The 1998 allegations said staff stood by and laughed as a patient struggled to get up after twice falling; a nurse failed to change the soiled clothes of a male patient while dressing him; a male nurse flicked a patient's genitals and said: "I'll show you how to deal with them."

Four months later, in April 1999, the trust set up a third inquiry to look at the handling of the 1998 investigation at the request of the NHS regional office due to continuing worries. It delivered its devastating verdict last March, saying some staff had used "degrading - even cruel - practices".

Alan Milburn, the Health Secretary, sacked the chairwoman of the Trust, Mary Styth, after the external review's description of her relationship with the chief executive Alan Place as "dysfunctional".

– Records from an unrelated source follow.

PR #4520, opened 2024-03-11
Clean up P4Tools and control-plane linking.

fruffy:
Make sure we only export what is necessary and link most libraries privately. Also remove the `add_p4tools_library` function, it is too inflexible and `add_library` works just fine.

### DIFF
--- a/control-plane/CMakeLists.txt
+++ b/control-plane/CMakeLists.txt
@@ -96,19 +96,17 @@ set (CONTROLPLANE_HDRS
 )
 
 add_library(controlplane-gen OBJECT ${P4RUNTIME_GEN_SRCS})
-# TODO(https://github.com/p4lang/p4c/issues/4477):
-# We should not need this, but because of the way managed includes and
-# libraries for Protobuf we need to explicitly add the include directories here.
-target_include_directories(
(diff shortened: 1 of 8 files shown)


control-plane/CMakeLists.txt
```diff
@@ -96,19 +96,17 @@ set (CONTROLPLANE_HDRS
...
-# libraries for Protobuf we need to explicitly add the include directories here.
-target_include_directories(
-  controlplane-gen SYSTEM BEFORE PUBLIC ${Protobuf_INCLUDE_DIRS} SYSTEM BEFORE
-  PUBLIC ${ABSL_COMMON_INCLUDE_DIRS}
+
+target_include_directories(controlplane-gen
+  # TODO(https://github.com/p4lang/p4c/issues/4477):
+  # We should not need this, but because of the way managed includes and
+  # libraries for Protobuf we need to explicitly add the include directories here.
+  SYSTEM BEFORE PUBLIC ${Protobuf_INCLUDE_DIRS}
```
asl, line 104: While we are here, maybe solve protobuf include madness? Can we just link protobuf as library?

fruffy: Since we pushed the minimum Protobuf version to 3.25 we should be able to clean this up yeah. Was planning on doing it once I have some more cycles.

asl (approved):

PR #4521, opened 2024-03-12
 YAML formatting from Redhead YAML language server.

fruffy:
https://github.com/redhat-developer/yaml-language-server includes an auto-formatter.

### DIFF
--- a/.github/workflows/ci-auto-release.yml
+++ b/.github/workflows/ci-auto-release.yml
@@ -2,7 +2,7 @@ name: Automated Release
 
 on:
   schedule:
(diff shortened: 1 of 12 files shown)


vlstill (commented):
looks good. Is there any plan to automatically check the formatting, or is that not worth the work? My guess is we can do it later if we have more modifations of these files breaking the format.

fruffy:
> Is there any plan to automatically check the formatting, or is that not worth the work?

Did not plan for it right now. This was just a spontaneous fixup because I was editing the YAML files and noticed the indentation/formatting was off. Our linting run is fast, it should not be too difficult to add.

vlstill (approved):

PR #4524, opened 2024-03-12
tc struct fields addition and memory initialization

Sosutha:
* Addition of fields in table key value structure in tc backend

* Memory initialization of key structure

* Updated testcase outputs


usha1830 (approved):
LGTM. Please rebase.

PR #4525, opened 2024-03-12
Try yet another MacOS-14 fix.

fruffy:
Seems like Github is tweaking their runner image a lot. Fix another breakage.


vlstill (approved):
While I don't understand `brew` this one looks much nicer then the previous workaround :-).

asl (approved):
Looks reasonable alternative to me

PR #4526, opened 2024-03-12
Move the network hashes implementation from Bmv2 testgen to lib/

vlstill:
There are hash functions from various network protocols hidden deep in the BMv2 testgen target implementation. This moves then to the `lib/` so they can be used elsewhere (mainly I would presume in other testgen targets, but I don't see anything testgen/p4tools specific about them, therefore I'm moving them to top-level `lib/`).

I'm open to a better name then `nethash` if someone has a suggestion :-).


vlstill:
I plan to do follow-up PRs with more library functions to allow code sharing with the BMv2 concolic functions implementation.

vlstill:
Seems like the macOS failure may be related to #4525.

fruffy:
Fyi, these are lifted from https://github.com/p4lang/behavioral-model/blob/5f1c590c7bdb32ababb6d6fe18977cf13ae3b043/include/bm/bm_sim/calculations.h but at this point we can freely modify them. The good thing is changes are differentially tested against BMv2's execution of the same hashes.

lib/nethash.cpp
```diff
@@ -1,13 +1,30 @@
-#include "backends/p4tools/modules/testgen/targets/bmv2/contrib/bmv2_hash/calculations.h"
+#include "lib/nethash.h"
 
 #include <arpa/inet.h>
 
 #include <algorithm>
 
-namespace P4Tools::P4Testgen::Bmv2 {
+namespace nethash {
```
fruffy, line 7: Namespaces are typically CamelCase here.

backends/p4tools/modules/testgen/targets/bmv2/concolic.cpp
```diff
@@ -278,4 +269,24 @@ const ConcolicMethodImpls::ImplList *Bmv2Concolic::getBmv2ConcolicMethodImpls()
...
+    switch (algo) {
+        ALGO_CASE(crc32);
+        ALGO_CASE(crc32_custom);
+        ALGO_CASE(crc16);
+        ALGO_CASE(crc16_custom);
+        ALGO_CASE(random);
+        ALGO_CASE(identity);
+        ALGO_CASE(csum16);
+        ALGO_CASE(xor16);
+        // no default: let the compiler produce a warning if some defined enum value is not covered
```
fruffy, line 285:
```suggestion
        // No default: let the compiler produce a warning if some defined enum value is not covered.
```

backends/p4tools/modules/testgen/targets/bmv2/concolic.cpp
```diff
@@ -278,4 +269,24 @@ const ConcolicMethodImpls::ImplList *Bmv2Concolic::getBmv2ConcolicMethodImpls()
...
+    }
+#undef ALGO_CASE
+    // for values other then the declared ones
```
fruffy, line 288:
```suggestion
    // For values other then the declared ones.
```

lib/nethash.cpp
```diff
@@ -1,13 +1,30 @@
...
 
-/* generating from my Python script gen_crc_tables inspired from the C code at:
-   http://www.barrgroup.com/Embedded-Systems/How-To/CRC-Calculation-C-Code */
+/* This code was adapted from:
```
fruffy, line 9: Make this comment part of the header?

lib/nethash.h
```diff
@@ -0,0 +1,40 @@
...
+/*
+ * Antonin Bas (antonin@barefootnetworks.com)
+ *
+ */
+
+#include <cstddef>
+#include <cstdint>
+#include <vector>
+
+/// A collection of hashing functions commonly used in network protocols.
```
fruffy, line 28: Also would add a comment where this was adopted from:
https://github.com/p4lang/behavioral-model/blob/main/src/bm_sim/calculations.cpp

lib/nethash.cpp
vlstill: Actually I think that both this, and the license snipped with (c) Barefoot should be in the .cpp. The reason is that is the code that has that source. The declarations are kind of "on top of that". Or we can have the disclaimer at both, but I think it should be at the implementation and so should be the license/copyright.

vlstill:
@fruffy, I've done a little refactoring on to of the move and I've added basic tests for the CRC sums I've refactored. If you feel like this should be done separately, I can end this at 2f2161c and split the rest.

vlstill:
> The good thing is changes are differentially tested against BMv2's execution of the same hashes.

Sadly it seems at least the `crcCCITT` variant is never used in existing tests. I've accidentally broken it and only realized it after all the tests passes.

fruffy:
> @fruffy, I've done a little refactoring on to of the move and I've added basic tests for the CRC sums I've refactored. If you feel like this should be done separately, I can end this at [2f2161c](https://github.com/p4lang/p4c/commit/2f2161caf023679709e56cd513e485b8d89edaab) and split the rest.

Good idea, didn't even consider that we need tests. I think it makes sense to add the tests here: https://github.com/p4lang/behavioral-model/blob/main/tests/test_calculations.cpp

We can do this in this PR.

vlstill:
@fruffy, do you have any code suggestion? Do you think someone else should review this? I would really like to get this one in reasonably soon.

As for the tests in BMv2, I've tried adding them (p4lang/behavioral-model#1235), but I can't compile BMv2 on my work machine and sadly the CI does not show me what failed. I will re-try later.

fruffy:
Oh I mean the other way round. Since this is now a lib class we should copy the BMv2 tests to the compiler. Apologize for the confusion. 

Other than that I have no further comments, code

vlstill:
> Oh I mean the other way round. Since this is now a lib class we should copy the BMv2 tests to the compiler. Apologize for the confusion.

Oh! There are not many in BMv2. But I've added them and wrote some more for csum16 & identity.

vlstill:
The validate does not build, but this is unrelated -- some problem with `RemoveUnusedDeclarations` pass.

vlstill:
Changed the PR name to indicate that this is not only about testgen.

fruffy:
> The validate does not build, but this is unrelated -- some problem with `RemoveUnusedDeclarations` pass.

Will fix that.

fruffy (approved):

lib/nethash.h
```diff
@@ -0,0 +1,29 @@
...
+/// CRC16-CCITT (parameters: NO bit-reflection, polynomial 0x1021, init = ~0 and xor_out = 0).
+uint16_t crcCCITT(const uint8_t *buf, size_t len);
+
+/// CRC-32 (parameters: bit-reflection, polynomial 0x04C11DB7, init = ~0 and xor_out = ~0).
+uint32_t crc32(const uint8_t *buf, size_t len);
+
+/// 16-bit ones' complement checksum (used in IP, TCP, UDP, ...).
+uint16_t csum16(const uint8_t *buf, size_t len);
+
+uint16_t xor16(const uint8_t *buf, size_t len);
```
fruffy, line 24: Missing comments?

fruffy (approved):

PR #4528, opened 2024-03-12
Add policy controlling RemoveUnusedDeclarations

ChrisDodd:
This allows the target to define an override of RemoveUnusedDeclarations that changes the what gets removed and what doesn't, by defining a simple subclass of `P4::RemoveUnusedDeclarations` that only overrides one or two methods and is otherwise the same.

The worst mistake, the CHI report said, was to ignore the students' warnings. "Had the trust responded positively to the student whistle-blowers in 1996, it might have prevented further abuse of the kind reported in 1998," it said.

High-level disciplinary measures are now under way. The chief executive Alan Place was sacked last month along with personnel director Catherine McCreedie. David Moorat, the director of quality and nursing, has taken early retirement ahead of a disciplinary hearing.

Last night East Cumbria Community Health Council, a watchdog for Carlisle patients, said the ward had been under suspicion, but for other reasons.

"We certainly had our concerns about Garlands," said CHC's chief officer Peter Canham. "But our focus was on the fact that ordinary elderly patients were being left out amid improvement in acute care ...

"This was the least of the problems, yet it was a closed culture and we never heard a whisper. We've found the reality to be terribly painful."